* **The data**:
PR #228, opened 2024-01-05
Issue 227 Background

### LINKED ISSUE #227: bridges | nice background
## Motivation

A nice background improves the look of the level.

## Implementation

The basic idea is to create a parallax map with only a single shifting background layer, framed by static side parts.

Raffael-Rack:
## Motivation
closes #227 

A background is very nice to look at.

## What was changed/added

I added a parallax background behind the level.

## Testing

Screenshot Issue 227

## Additional Information

I haven't implemented independent endless scrolling with multiple layers yet, although the assets are designed with that in mind.


marcel-iv (approved):
The background looks excellent, and I like that you make it modular

Kabooni:
After updating this branch from main, I had two change two things:
- Reposition the player, because for some reason the fox was now under the branch drawn in the background
- If you landed directly on a hazard, it could not detect it, because there are two (?) collision shapes and the right one didn't trigger. I'm not entirely sure what the problem was, but making the collision shape a bit larger fixed it.

Issue #219, opened 2024-01-03
bridges | implement hierarchy for tiles


koennixer:
## Motivation
Currently we have three tiles that allow animals placement of some sort. This can lead to conflicts when one square is SIDE and and could also be ALLOWED. This should be fixed.

## Implementation
Establish the simple hierarchy of ALLOWED > SIDE > BOTTOM and adjust the conditions. Best write a separate function for this that is called to make the code functional.

PR #229, opened 2024-01-06
Added deer placement rules, and shallow water

### LINKED ISSUE #218: bridges | implement deer placement rules
## Motivation
We currently have an implementation of the deer, but we haven't implemented its special rule yet: you can place it in shallow water. 

## Implementation
In the initial distribution of Entity Types, check all water tiles: if it has air above it, and ground beneath, mark it as SHALLOW (or SHALLOW_WATER). The deer should be able to be placed inside it. The Enums in `grid.gd` and `grid_drag.gd` should be updated.

## Additional Information
This should  be done after #217, as this depends on the initialization of the grid, to prevent merge errors. 
Also, check if SHALLOW might be overwritten when placing something directly on top of it. I'm not unsure if that can actually happen (I don't think it is), but if that happens, it would permanently disable all shallows once filled with another tile type.

marcel-iv:
## Motivation
closes #218 

## What was changed/added
Added a new entity type - `SHALLOW` - which a water tile with ground beneath, and nothing (or decoration) above it. This is added together with other dropzones in the `_ready` function, and like other types of conditional zones, is colored yellow. 

Implemented the deer placement rule (which we discussed a while ago), which is as follows: The deer can be placed on top of any other animal as normal, and inside shallow waters, as long as the entire deer is within water. 

## Testing
As you can see, you can place the deer only if its either partially on ground, or entirely in shallow waters.

https://github.com/mango-gremlin/arch-enemies/assets/104799849/c5202c3b-1b7c-43f1-bb51-0fed7071c691

## Additional Information
Let me know if you find any bugs or want to change something. If you have any suggestings on the placement rule (not its implementation), that should probably discussed in the discord server. 

Also, in case any merge conflicts arise as a consequence of other merges, I will try to fix those before merging into main.


Kabooni (changes requested):
I've found a bug, right now you can't place a deer in shallow water that overlaps the shore dropzone.

https://github.com/mango-gremlin/arch-enemies/assets/57258671/e3f1e7e9-bd20-418e-827e-fa9dd9bdef8d

**Update**
This seems to be connected to a larger problem and might need a separate issue, as this will require parallel work on #219 and drag-and-drop. As the code works besides that, I will approve it.

Kabooni (approved):

marcel-iv:
the problem is fixed for the deer, but persists with other animals, should be fixed in another issue as discussed

https://github.com/mango-gremlin/arch-enemies/assets/104799849/21a0c29b-9471-4d9d-b9ea-fe959a8b9d3d

Issue #232, opened 2024-01-06
overworld | add assets for npcs in overworld 


ScatteredDrifter:
## Motivation

NPCs are denoted by some animal which we need to visualize in our project! 
Currently we dont have separate sprites for npcs that are _within the overworld_ yet for #224  we do require them! 

## Implementation

add the new assets and replace the dummy values from the new implementation ( will be linked once done! )

ScatteredDrifter:
Hah! I'm stupid and did not see `assets/art/characters/...` where every character is contained without background already, sorry! 

Will therefore close this issue, my bad

PR #233, opened 2024-01-06
overworld | autoloading sprites for npcs

### LINKED ISSUE #224: overworld | autoload npc interaction sprite based on npc_type
## Motivation

Its easier to automatically set the sprite to display for a given Npc-Interaction **based** on the npc-type ( so the animal it is ). 
Furthermore adding an invariant should be easy as we may want a specific npc to have another sprite.

## Implementation
This can be done upon initialization of the npc_interaction itself  and should simply update sprite of this interaction. 
**Furthermore** it should be possible to set a custom sprite which is then **chosen / preferred**  instead.

ScatteredDrifter:
## Motivation
resolves #224 
~~**requires** #232 !~~ was incorporated already, sorry!

## What was changed/added
Adds a method that runs upon **initialization** of a npc_interaction ( so the interactionspot within the overworld that denotes the npc interaction ) and then **loads/sets** the corresponding sprite for displaying said animal. 

Furthermore a new **exported variable** was defined that can be set to be **an invariante**, so  a special texture for a given npc. 

The method considers this invariant and prioritizes it over the default animal-sprites.

 

## Testing

The overworld now contains all the npc interactions with their corresponding sprites ( **not the final ones however** ):
image

Furthermore in the lower corner an invariant was added ( Esther is a failed square now):
image

### DIFF
--- a/Arch-enemies/overworld/entities/interaction_overworld/npc_interaction.gd
+++ b/Arch-enemies/overworld/entities/interaction_overworld/npc_interaction.gd
@@ -113,13 +113,13 @@ func set_npc_sprite():
 	var path_to_sprite:String 
 	match npc_animal_type:
 		Animal.AnimalType.SNAKE: 
-			path_to_sprite = "res://assets/art/objects/bridge_snake.png"
+			path_to_sprite = "res://assets/art/characters/snek.png"
 		Animal.AnimalType.DEER:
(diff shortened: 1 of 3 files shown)


mango-gremlin (approved):
looks really good, works well!
I especially like the name of the deer. Spider is cool too :D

* **Task goal**: Lines that contain "approved" are the result; find them in the entries above and copy each one.

* **Output for this task**:
marcel-iv (approved):
Kabooni (approved):
mango-gremlin (approved):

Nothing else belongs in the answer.